On 2008-04-22 18:33, Bill Janssen wrote:
The 2002 paper "A language and character set determination method
based on N-gram statistics" by Izumi Suzuki and Yoshiki Mikami and
Ario Ohsato and Yoshihide Chubachi seems to me a pretty good way to go
about this.

Thanks for the reference.

Looks like the existing research on this just hasn't made it into the
mainstream yet.

Here's their current project: http://www.language-observatory.org/
Looks like they are focusing more on language detection.
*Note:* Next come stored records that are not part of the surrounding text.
PR #350, opened 2023-12-12
Feature/extern unquotes

b-studios:

PR #374, opened 2024-01-26
Website breaks to missing extern definitions

b-studios:
All examples on the website output

> println$impl is not defined

The reason is that recently introduced inlining of extern definitions #350 will inline definitions like `println`

https://github.com/effekt-lang/effekt/blob/5dffce2c7f61b03c5038ddfe9d3c1f0fc0ae2ae1/libraries/js/effekt.effekt#L14-L15

which in turn rely on extern includes or literals, such as

https://github.com/effekt-lang/effekt/blob/5dffce2c7f61b03c5038ddfe9d3c1f0fc0ae2ae1/libraries/js/effekt.effekt#L8

The problem now is that the website uses separate compiling, where the extern includes are only visible to the one module including them. Previously, `println` would simply **close over** the extern includes. But now, since we inline it, it cannot anymore.

## Solution implemented in this hotfix

Inlining externs now differs (in JS) between separate and whole program compilation.
- When compiling whole-program, we inline extern defs.
- When compiling separate, we do **not** inline extern defs, since:
       
## Drawback

- it adds complexity in the implementation of the javascript Transformer
- the hotfix looses some code-sharing with the direct-style backend, which currently is not used (neither in tests, nor on the website), since I moved some code into the "Monadic..." variants to easier control inlining.

### DIFF
--- a/effekt/js/src/main/scala/effekt/LanguageServer.scala
+++ b/effekt/js/src/main/scala/effekt/LanguageServer.scala
@@ -1,7 +1,7 @@
 package effekt
 
 import effekt.context.{ Context, VirtualFileSource, VirtualModuleDB }
-import effekt.generator.js.TransformerMonadic
+import effekt.generator.js.TransformerMonadicSeparate
 import effekt.lifted.LiftInference
 import effekt.util.{ PlainMessaging, getOrElseAborting }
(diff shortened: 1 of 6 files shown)


b-studios:
@dvdvgt once the PR is merged, could you update the website again and see whether this resolves the problem? The test I added should actually reproduce this error, though.

PR #376, opened 2024-01-27
Do not ignore type parameters of receiver in method calls

### LINKED ISSUE #373: Function call type checking for operations
## Description

When calling operations, the argument types are of course checked against the declared type. But which actually is the declared type if there are multiple definition of an operation given by the following?

```
interface Eff[A] {
  def op(x: A): A
}
```

Consider this object:

```
def impl: Eff[Int] = new Eff[Int] {
  def op(x: Int) = x / 1
}
```

When calling `impl.op("hello")`, the function type for the symbol of `op` is looked up. However, the function type is annotated as `[A](x: A): A` _once_. Thus, when checking the function call, the call is only ever checked with respect to the original declared type and not all potentially existing types of concrete implementations.

One solution could be to annotate each concrete type during typechecking the implementation of `Eff`, but since we only have exactly one symbol for all possible implementations of `op`, updating the type of `op` overwrites the previous annotation.

Note that this is not an issue exclusive to objects, but to also for handlers.

```
try { eff.op("hello") }
with Eff[Int] { def op(x) = resume(x / 1) }
```

Both of these examples compile and yield `NaN`.

## Idea

We need to have unique symbols for each operation implementation and then annotate the specific type for each implementation to this unique symbol.

## Relevant

- https://github.com/effekt-lang/effekt/blob/5dffce2c7f61b03c5038ddfe9d3c1f0fc0ae2ae1/effekt/shared/src/main/scala/effekt/Typer.scala#L364
  We need to bind this type to the operation here: `Context.bind(op.symbol.asOperation, <>)`. This overwrites previous annotations, though.

- https://github.com/effekt-lang/effekt/blob/5dffce2c7f61b03c5038ddfe9d3c1f0fc0ae2ae1/effekt/shared/src/main/scala/effekt/Typer.scala#L176-L177
- https://github.com/effekt-lang/effekt/blob/5dffce2c7f61b03c5038ddfe9d3c1f0fc0ae2ae1/effekt/shared/src/main/scala/effekt/Typer.scala#L910-L912

b-studios:
For now I am special casing the treatment of method calls to fix #373. What I do not like about this solution:

- previously there was no `freshTypeVar` in `Typer`--it all was encapsulated behind `instantiate`.
- now the treatment of method and function calls is not entirely uniform and slightly differs.

### DIFF
--- a/effekt/jvm/src/test/scala/effekt/ConstraintTests.scala
+++ b/effekt/jvm/src/test/scala/effekt/ConstraintTests.scala
@@ -33,7 +33,7 @@ abstract class ConstraintTests extends munit.FunSuite {
 
 
   def freshTypeVar(name: String) =
-    scope.fresh(TypeParam(Name.local(name)), NoSource)
+    scope.freshTypeVar(TypeParam(Name.local(name)), NoSource)
 
   def freshCaptVar(name: String) =
     scope.freshCaptVar(CaptUnificationVar.VariableInstantiation(CaptureParam(Name.local(name)), NoSource))
--- a/effekt/shared/src/main/scala/effekt/Typer.scala
+++ b/effekt/shared/src/main/scala/effekt/Typer.scala
@@ -950,13 +950,41 @@ object Typer extends Phase[NameResolved, Typechecked] {
 
     val Result(recvTpe, recvEffs) = checkExprAsBlock(receiver, None)
 
-    val interface = recvTpe.asInterfaceType.typeConstructor
+    val interface = recvTpe.asInterfaceType
     // filter out operations that do not fit the receiver
-    val candidates = methods.filter(op => op.interface == interface)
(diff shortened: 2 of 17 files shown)


b-studios:
To test this fix I added a few variations of #373. @dvdvgt could you double-check that this fix is working?

dvdvgt:
Looks good to me and also seems to reject the "crazy" examples. One note, though, you only tested this using handlers, however I think it would be more robust if we had at least one negative test for objects as well. While they should do the same, the implementation is different and we should also for this issue there. Besides, adding the more elaborate examples as negatives test too shouldn't hurt, right?

b-studios:
Yeah I thought about adding them as well, but then they are really only instances of the tests already there. Each test, at least, adds time to CI :) (which is an excuse for me not to add it)

Issue #375, opened 2024-01-27
Make writing neg-tests easier and more robust


b-studios:
If I understand correctly, the Scala compiler uses the following strategy to specify neg-tests:

- either there is a check file with expected output
- or the source file has one or multiple annotations as comments

We could do similar:
```scala
def main() = {
   1 + "test" // ERROR
}
```

That is, we check whether there is an error, reported on that line.

This is more robust since it does not look into the message and a lot easier to specify then creating a separate `.check` file.

b-studios:
Later, we could also support different kinds of comments that allow checking for more (e.g., is this a parse error, typer, etc.)

jiribenes:
Related work is LLVM's `lit` tool: here's an example test: https://github.com/llvm/llvm-project/blob/main/clang/test/Lexer/header.cpp

b-studios:
Closing for now. Of course we can keep discussing more advanced implementations :)

PR #377, opened 2024-01-27
Improve Test Runner

b-studios:
This PR addresses  #375 and supports the following formats:

Running tests in `examples/neg` depends on whether there is a check file or not:

1. `.check` file exists: `.effekt` program will be compiled and run; output is compared against `.check`
2. `.check` file does not exist: `.effekt` program will be compiled. The following checks will be performed
  - if no line has an error annotation, then it is checked whether an error exists at all.
  - for each line that ends in either `// ERROR` or `// WARN` a corresponding error or warning is searched for.

Additionally each `// ERROR` and `// WARN` comment can be followed by an excerpt of the error message that is expected. 

https://github.com/effekt-lang/effekt/blob/a103be8e5fcfafebf1c55e95a3648329ae211a25/examples/neg/blocks_wrong_arguments.effekt#L1-L18

The trailing message will be searched **verbatim** in the error messages.

_Additional_ errors that are not marked with a comment are currently ignored.

### DIFF
--- a/effekt/jvm/src/test/scala/effekt/ChezSchemeTests.scala
+++ b/effekt/jvm/src/test/scala/effekt/ChezSchemeTests.scala
@@ -9,7 +9,7 @@ import scala.language.implicitConversions
 
 abstract class ChezSchemeTests extends EffektTests {
 
-  override def included: List[File] = List(
+  override def positives: List[File] = List(
     examplesDir / "pos",
     examplesDir / "casestudies",
     examplesDir / "chez",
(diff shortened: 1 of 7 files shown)


b-studios:
@dvdvgt This might be helpful for you to test typer more easily.

b-studios:
@jiribenes You mentioned the LLVM test runner. Is there anything you think would be super helpful in addition to what I implemented?

b-studios:
Once the tests go through I will merge this since I already want to use it on another PR :)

Another interesting paper using n-grams:
"Language Identification in Web Pages" by Bruno Martins and Mário J. Silva
http://xldb.fc.ul.pt/data/Publications_attach/ngram-article.pdf

And one using compression:
"Text Categorization Using Compression Models" by     
Eibe Frank, Chang Chui, Ian H. Witten
http://portal.acm.org/citation.cfm?id=789742

They're looking at "LSE"s, language-script-encoding
triples; a "script" is a way of using a particular character set to
write in a particular language.

Their system has these requirements:

R1. the response must be either "correct answer" or "unable to detect"
    where "unable to detect" includes "other than registered" [the
    registered set of LSEs];

R2. Applicable to multi-LSE texts;

R3. never accept a wrong answer, even when the program does not have
    enough data on an LSE; and

R4. applicable to any LSE text.

So, no wrong answers.

The biggest disadvantage would seem to be that the registration data
for a particular LSE is kind of bulky; on the order of 10,000
shift-codons, each of three bytes, about 30K uncompressed.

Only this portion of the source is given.